Uber XL is still paying as of today
Mileage - $ 1.368
Minute - $ 0.3024

Lyft XL will be paying starting August 21,2019
Mileage - $ 0.6975
Minute - $ 0.315

Even with the pick up rate on Lyft it is a huge cut.

Once Uber follows suit like Lyft on Mileage then this gig is up for the old guard and they will probably have a slow down in the amount of drivers signing up. Retention rate for new sign ups will probably be 0.02% once they figure out that expenses outweigh any form of profit.


----------



## Don'tchasethesurge (Dec 27, 2016)

The math for xl cuts came to be about 28% ( Las Vegas numbers) if you add al the previous cuts this is ridiculous.


----------



## SurgeMasterMN (Sep 10, 2016)

Don'tchasethesurge said:


> The math for xl cuts came to be about 28% ( Las Vegas numbers) if you add al the previous cuts this is ridiculous.
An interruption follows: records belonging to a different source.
PR #149, opened 2016-01-18
fix formatter bug for negative amounts

frederikbosch:
Negative amounts were not tested and contains errors. This is now tested and gives correct results.

### DIFF
--- a/src/IntlMoneyFormatter.php
+++ b/src/IntlMoneyFormatter.php
@@ -10,30 +10,16 @@ namespace Money;
 final class IntlMoneyFormatter implements MoneyFormatter
 {
     /**
-     * @var string
+     * @var \NumberFormatter
      */
-    private $locale;
-    /**
-     * @var int
-     */
-    private $fractionDigits;
+    private $formatter;
 
     /**
-     * IntlMoneyFormatter constructor.
-     *
-     * @param int    $fractionDigits
-     * @param string $locale
+     * @param \NumberFormatter $formatter
      */
-    public function __construct($locale, $fractionDigits)
+    public function __construct(\NumberFormatter $formatter)
     {
-        if (extension_loaded('intl') === false) {
-            throw new \RuntimeException(
-                'Cannot initialize IntlMoneyFormatter because intl extension is missing'
-            );
-        }
-
-        $this->locale = $locale;
-        $this->fractionDigits = $fractionDigits;
+        $this->formatter = $formatter;
     }
 
     /**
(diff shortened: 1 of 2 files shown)


frederikbosch:
It seems that both Travis failures (#148 and #149) are related to negative amounts. My machine uses a dash while travis use parenthesis. The weird thing is, this should not differ because we are using the same locale. So is my machine or Travis wrong?

frederikbosch:
Can you run the tests at your machine @sagikazarmark?

sagikazarmark:
Some resources I found:

http://ux.stackexchange.com/questions/1869/preferred-format-to-display-negative-currency-us-english/1875
http://stackoverflow.com/questions/31408633/numberformatterparsecurrency-gives-different-results-on-machines-with-same-php

I think formatting/parsing is not that easy after all.

For example I have this error on my machine:

```
1) Tests\Money\MoneyFormatterTest::testDifferentDigits
Failed asserting that two strings are equal.
--- Expected
+++ Actual
@@ @@
-'€ 6,135-'
+'€ -6,135'
```

I think it depends on some setting we haven't think about: machine locale maybe?

If so, I propose setting the locale specifically in each TestCase (or check if phpunit provides an easier way to do so, like env vars?), for example en_US (I think this is the only one installed on travis).
If this is the case, we probably can't control the behavior, which we have to document.

frederikbosch:
You are right, I think it also depends on locale, whether it is available or not. When it is not available, it falls back to the system's locale.

That [failing test](https://github.com/frederikbosch/money/blob/formatter_fixes/tests/MoneyFormatterTest.php#L39) of yours uses locale nl_NL. I would totally get that you do not have that one installed (not even 1% of the world's population is Dutch). What happens if you install that locale?

Suppose that works, then the questions is how to get locales installed on Travis? Or we should figure out what the system's locale of the Travis machine is.

sagikazarmark:
> en_US (I think this is the only one installed on travis)

sagikazarmark:
https://docs.travis-ci.com/user/common-build-problems/#System%3A-Required-language-pack-isn%E2%80%99t-installed

frederikbosch:
Oh sorry, I misread that. But then why is en_US on my machine different from en_US at Travis? I read those links you sent me, but the answer is not clear yet. The example of one those guys uses a pattern. We are not using a pattern.

frederikbosch:
@sagikazarmark I will give that a try.

sagikazarmark:
So the problem is that the intl extension falls back to something, if the given locale is not found, right?

frederikbosch:
@sagikazarmark That is my best guess. Did you only have one failing test? The one you posted here?

sagikazarmark:
Yup.

frederikbosch:
Ok, can you install the nl_NL locale and see what happens? I will try to get Travis to talk.

sagikazarmark:
I installed nl_NL locale, no change. Also, if I set the locale in PHP specifically to nl_NL.UTF-8, I get even more errors. :smile:

frederikbosch:
@sagikazarmark Did not find time to look into this. Will do quickly. Do not want to slow down release.

frederikbosch:
@sagikazarmark The `IntlMoneyFormatter` is now consistent with the `IntlMoneyParser`: `\NumberFormatter` is now injected via the constructor.

Maybe we should also include an easier formatter. I looked at `money_format` but that one expects a `float`. So we cannot use that one. Another method could be to use `sprintf`. We can also leave it at one formatter.

src/IntlMoneyFormatter.php
```diff
@@ -42,17 +28,26 @@ public function __construct($locale, $fractionDigits)
...
-            $subunits .= substr($valueBase, $valueLength - $this->fractionDigits);
+        if ($valueLength > $fractionDigits) {
+            $subunits = substr($valueBase, 0, $valueLength - $fractionDigits).'.';
+            $subunits .= substr($valueBase, $valueLength - $fractionDigits);
         } else {
-            $subunits = '0.'.str_pad('', $this->fractionDigits - $valueLength, '0').$valueBase;
+            $subunits = '0.'.str_pad('', $fractionDigits - $valueLength, '0').$valueBase;
         }
 
-        $formatter = new \NumberFormatter($this->locale, \NumberFormatter::CURRENCY);
```
sagikazarmark: By removing custom instantiation, what if the second parameter of the cunstructor is not that constant? Will this formatter work? If not, we should document it (even if this class's constructor IMO)

frederikbosch:
Good question, will look into it.

frederikbosch:
@sagikazarmark The formatter will still work if the second constructor parameter (style) is different. Look at my last commit to this PR where I test this.

When one chooses to set the style to decimal or percentage, the formatter will actually format it to decimals and percentages. If there also is a pattern set, then the pattern will be chosen over the style. I think this is desired behaviour. I rather wonder what happens with parsing.

sagikazarmark:
@frederikbosch thanks for checking. Actually I meant this for parsing, seems I failed to ask the question in the right issue.

frederikbosch:
@sagikazarmark Then you can merge this PR ;) I will add tests for the parser too in a new PR.

sagikazarmark:
Thanks @frederikbosch

PR #150, opened 2016-01-18
cs fixes in gmp calculator: snake case to camel case

frederikbosch:


sagikazarmark:
Thanks @frederikbosch

PR #152, opened 2016-01-22
fix floating point bug for number constructor

### LINKED ISSUE #151: Casting to (string) relies on PHP `precision` setting to be between 3 and 8 to work as expected
I noticed in the constructor for `Number` you do a `(string) $number`.

https://github.com/mathiasverraes/money/blob/nextrelease/src/Number.php#L25

We had [some problems doing this on OmniPay](https://github.com/thephpleague/omnipay-common/issues/69) when changing a float to a string, as the string it creates will depend on the accuracy that the current PHP system is set up.

To avoid some unexpected results on a system setting that is not under the control of a currency package, you can use `sprintf()` to force a specific accuracy each time, instead of leaving it for PHP to use whatever `precision` setting it happens to have.

frederikbosch:
Fixes #151.

### DIFF
--- a/src/Calculator/BcMathCalculator.php
+++ b/src/Calculator/BcMathCalculator.php
@@ -103,7 +103,7 @@ final class BcMathCalculator implements Calculator
      */
     public function round($number, $roundingMode)
     {
-        $number = new Number($number);
+        $number = new Number((string)$number);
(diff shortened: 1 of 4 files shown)


sagikazarmark:
Nice solution. :+1:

28% here too in Minneapolis as well. Yeah there is no benefit to doing Lyft XL here or Vegas.

These are the most dramatic cuts I have seen in one swoop. Also they are coming from the company least likely to lead this.


----------



## jgiun1 (Oct 16, 2017)

So that rate posted from OP......is that entire trip of 33 cents a mile and 19 a minute from destination mode> pick up> end ride?


----------



## Jesse05b (Aug 21, 2019)

I am very upset with this whole “update”. I did reach out to Kare 11. Hopefully they give me a call back. This is just ridiculous.


----------



## SurgeMasterMN (Sep 10, 2016)

Jesse05b said:


> To everyone effected by Lyft's new pay rates/ cuts, I would encourage you to contact your main media outlets as soon as possible. We are losing a lot of money because of this one "update". This needs to stop NOW!


Thxs Jessie ?



SurgeMasterMN said:


> There is no way to justify it. The Regular Lyft Rides were all ready too cheap after killing their surge the past few months. Now they are taking the bottom base fares and taking another 28% off. It is redonkulous and makes zero sense for drivers old and new. I wanted to upgrade my vehicle to Lux and Black Lux Suv about 6 months ago. I am thankful I held off because there are so many changes and moving components to this industry. They want to improve their Stock Value this next Quarter and bury Uber but at what expense and on the back of the drivers. I really do not know how these CEO's and upper management of these companies can sleep at night. Lyft are the biggest phoneys of them all constantly Virtue Signaling.
> 
> They lie to your face as they stab u in the back which is worse then Ubers approach. At least with Uber they will straight up tell u they are stabbing u in the back.
> 
> ...


----------



## SurgeMasterMN (Sep 10, 2016)

After analyzing the pricing on the Lyft Passanger App the past 2 days I have finally deleted the Lyft Rider and Driver App. I sold my Amp on eBay last year so I am officially done using the Lyft App both as a driver and passanger.


----------



## Sconnie (Apr 3, 2018)

SurgeMasterMN said:


> After analyzing the pricing on the Lyft Passanger App the past 2 days I have finally deleted the Lyft Rider and Driver App. I sold my Amp on eBay last year so I am officially done using the Lyft App both as a driver and passanger.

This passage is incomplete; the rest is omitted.